One of life’s deepest mysteries is how a single fertilized egg gives rise to an entire organism — a body built from many distinct cell types, each in its proper place and performing its own job, yet all carrying exactly the same genome. How can identical instruction manuals produce a neuron, a muscle fiber, and a skin cell? The answer lies in which genes each cell switches on or off. The genome acts like a computer program: it tells genes when to turn on and off, wires them into intricate networks in which genes regulate one another, and ultimately orchestrates the functions that keep us alive. Decoding this program would transform human health. It would help us understand how an organism develops, why mutations and breakdowns in regulation cause birth defects and disease, and how we might redirect a cell’s fate to treat illness, regenerate damaged organs, or even slow aging. The challenge is daunting: the sheer number of molecules involved, and the combinatorial ways they regulate one another, make the program extraordinarily hard to read.

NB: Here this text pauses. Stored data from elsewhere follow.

PR #1422, opened 2021-03-08
Wrong argument type in `ParameterValues.update`

DavidMStraub:
# Description

I didn't open an issue since this is such a tiny change: in the constructor of `ParameterValues`, if the `values` argument is neither `None` nor a string, the `path` argument that is fed to `ParameterValues.update` is set to `None`. However this is incorrect as that method expects it to be a string; passing `None` will lead to a `ValueError` in `os.path.join`.

This happened to me when creating a dictionary of parameter values where one value was `[function]/absolute/path/to/function`. With this fix, it works.


rtimms (approved):
thanks @DavidMStraub !

PR #1423, opened 2021-03-10
Newman tobias model

rtimms:
# Description

Adds a new lithium-ion model based on the formulation in _JS Newman and CW Tobias. "Theoretical Analysis of Current Distribution in Porous Electrodes". Journal of The Electrochemical Society,1962_. 

The model assumes uniform (constant) concentration in the electrolyte and includes a single ODE in each electrode for the average particle concentration. Options can be passed to allow different particle models, but there is only ever a single particle in each electrode (i.e. we solve for the x-averaged concentration).

## Type of change

# Key checklist:

## Further checks:


pybamm/models/submodels/electrolyte_diffusion/composite_diffusion.py
```diff
@@ -95,14 +95,3 @@ def set_initial_conditions(self, variables):
         c_e = variables["Electrolyte concentration"]
 
         self.initial_conditions = {c_e: self.param.c_e_init}
-
-    def set_boundary_conditions(self, variables):
```
tinosulzer, line 99: I think at some point we moved these into the submodels to be clearer what the submodels are. It's not too much repeated code.

tests/integration/test_models/test_full_battery_models/test_lithium_ion/test_dfn.py
```diff
@@ -168,6 +168,10 @@ def positive_radius(x):
 
         param["Negative particle radius [m]"] = negative_radius
         param["Positive particle radius [m]"] = positive_radius
+        # Only get 3dp of accuracy in some tests at 1C with particle distribution
+        # TODO: investigate if there is a bug or some way to improve the
+        # implementation
```
tinosulzer, line 173: is this related to what @brosaplanella was seeing?

tinosulzer (approved):
Looks great, thanks!

pybamm/models/submodels/electrolyte_diffusion/composite_diffusion.py
rtimms: Makes sense, I will put them back. I did it this way as you also need to provide boundary conditions for the constant concentration model so that `grad(c_e)` ends up having the correct shape.

tests/integration/test_models/test_full_battery_models/test_lithium_ion/test_dfn.py
rtimms: looks like it. you can get 4dp of accuracy everywhere else.

PR #1432, opened 2021-03-15
Fix sundials download link

tlestang:
The website for sundials changed, and the download url with it.
Thanks @brosaplanella for reporting the issue


brosaplanella (approved):
Looks good, thanks Thibault!

PR #1444, opened 2021-03-25
Lithium plating

DrSOKane:
# Description

-A thermal prefactor has been added to the reversible and irreversible plating submodels, allowing them to be used for models where the temperature varies
-These models now use delta_phi as an input instead of phi_s and phi_e, which should lead to minor performance improvements
-The "Lithium plating kinetic rate constant [m.s-1]" parameter has been restored and integrated into the new framework, so people who aren't plating experts can adjust it.

## Type of change

# Key checklist:

## Further checks:


tinosulzer (approved):
Thanks @DrSOKane , changes look good, not immediately obvious to me why the test is failing

(approving but should fix test before merging)

tinosulzer:
Can you merge develop? It should get rid of all the lines in the unit test so we can see what's going on

PR #1454, opened 2021-03-30
Added warning for 'casadi' format

### LINKED ISSUE #887: add warning to klu if using model converted to casadi
the `IDAKLUSolver` can be considerably slower when using `model.convert_to_format = "casadi"` compared with `model.convert_to_format = "python"`, we should add a warning and/or explain in the docs for the solver that we recommend converting to python for this solver

Saransh-cpp:
# Description

Added warning to Idaklu solver if the model is converted to the format "casadi". 

A question - should I add
```py
if self.root_method != "CasadiAlgebraicSolver":
```
condition before adding the warning?

I also looked in the unit tests directory but couldn't find a suitable place for adding any sort of test for this warning (Please let me know where to put the test, if it is required)

Fixes #887 

## Type of change

# Key checklist:

## Further checks:

### DIFF
--- a/pybamm/solvers/idaklu_solver.py
+++ b/pybamm/solvers/idaklu_solver.py
@@ -152,6 +152,13 @@ class IDAKLUSolver(pybamm.BaseSolver):
         if model.rhs_eval.form == "casadi":
             # stack inputs
             inputs = casadi.vertcat(*[x for x in inputs_dict.values()])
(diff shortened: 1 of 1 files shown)


tinosulzer (approved):
Thanks :) No need to add the casadi root solver check since the message mentions it already. This will probably already be caught in the coverage so no need to add a test for now

PR #1457, opened 2021-04-08
Type of Driving Cycle ('A', 'V', 'W') in Experiment Class

alibh95:
# Description

The experiment.py file is modified to read the operating conditions string which includes the type of driving cycle ('A', 'V', 'W').
This change is suggested by @tinosulzer in #1193. 

## Type of change

# Key checklist:

## Further checks:

### DIFF
--- a/pybamm/experiments/experiment.py
+++ b/pybamm/experiments/experiment.py
@@ -174,16 +174,20 @@ class Experiment:
                 end_time = self.convert_time_to_seconds(cond_list[idx + 1 :])
                 ext_drive_cycle = self.extend_drive_cycle(drive_cycles[cond_list[1]],
                                                           end_time)
-                interp = ext_drive_cycle[:, 1] # Electric Part of the Drive Cycle as Numpy Array
-                typ =  cond_list[2][1] # Find the Type of Drive Cycle ("A", "V", or "W")
+                # Electric Part of the Drive Cycle as Numpy Array
+                interp = ext_drive_cycle[:, 1]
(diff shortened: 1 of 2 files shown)


Saransh-cpp:
Hi @alibh95, I was also working on this issue and most of the code in this PR is almost the same (even better I'd say) as the one I added in my local files, one addition that I had that is missing here was a value error for the user if the type of data is not specified. Something like this - 
```py
raise ValueError(
                    """type of data provided using a drive cycle should be
                    specified using 'A', 'V' or 'W'.
                    For example: {}
                    """.format(
                        examples
                    )
                )
```
Maybe we can add something like this?

As, for example, if an experiment `Run US06` is simulated, the code gives an error  -
```terminal
typ = cond_list[2][1]
IndexError: list index out of range
```
because of the absence of a specifier like `(A)`

alibh95:
@tinosulzer to create an interpolant in the experiment class, we have to pass the model into it. 
As the model is already passed into the simulation class. I think it would be better to create interpolant in that class.

alibh95:
@Saransh-cpp I didn't know that you were also working on this part of #1193. That's a great suggestion to raise error if the type of driving cycle is not provided.

tinosulzer:
Ok - good point about where you can define the interpolant. In that case you should also store the time points to pass to the simulation so it can create the interpolant

alibh95:
@tinosulzer Kindly review this PR.

tinosulzer (approved):
Thanks @alibh95 , merging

The era of big data offers new hope. Modern single-cell techniques have produced an unprecedented wealth of data — in particular, detailed snapshots of which genes are active in individual cells. A central goal of my lab is to extract the underlying biology from these snapshots. The task is like being handed thousands of high-resolution photographs and having to assemble them into a movie — and then to figure out what drives the decisions and behavior of each character on screen. Like many researchers, we use powerful machine-learning and artificial-intelligence tools. What sets our approach apart is that we build methods grounded in rigorous physics and mathematics to describe how molecules within and between cells communicate and regulate one another — what we call physics-based virtual cells and virtual organisms.
Two ongoing projects illustrate how we learn biology from data. With collaborators at Harvard Medical School and UCLA, we compared the regulatory dynamics of young and aged muscle stem cells using single-cell data, revealing how aging disrupts cellular function. Our analysis pointed to specific interventions that might rejuvenate aged cells — predictions our collaborators then confirmed in the laboratory. In a second project, funded by the NIH and carried out with colleagues at the Hillman Cancer Center, we are investigating why head and neck cancer patients with and without human papillomavirus (HPV) infection respond so differently to radiation and immunotherapy, and how combination treatments might sensitize their responses.
Biology is entering an exciting era, maturing into a quantitative and predictive science much as physics and chemistry did before it. The history of physics offers a useful guide: the progression from careful data collection (Tycho Brahe) to data-mining (Kepler’s laws) to fundamental theory (Newton’s equations). Only at that final stage did physics gain a self-consistent framework that powered centuries of progress. Today’s excitement — including much of the work on large language models — still lives mostly at the data-mining stage. My lab aims for the next step: to formulate theory in the life sciences, to find the “Newton’s equations” of cells and organisms. Such physics-based virtual cells and organisms promise not only a mechanistic understanding of life, but also a rational guide for medical intervention.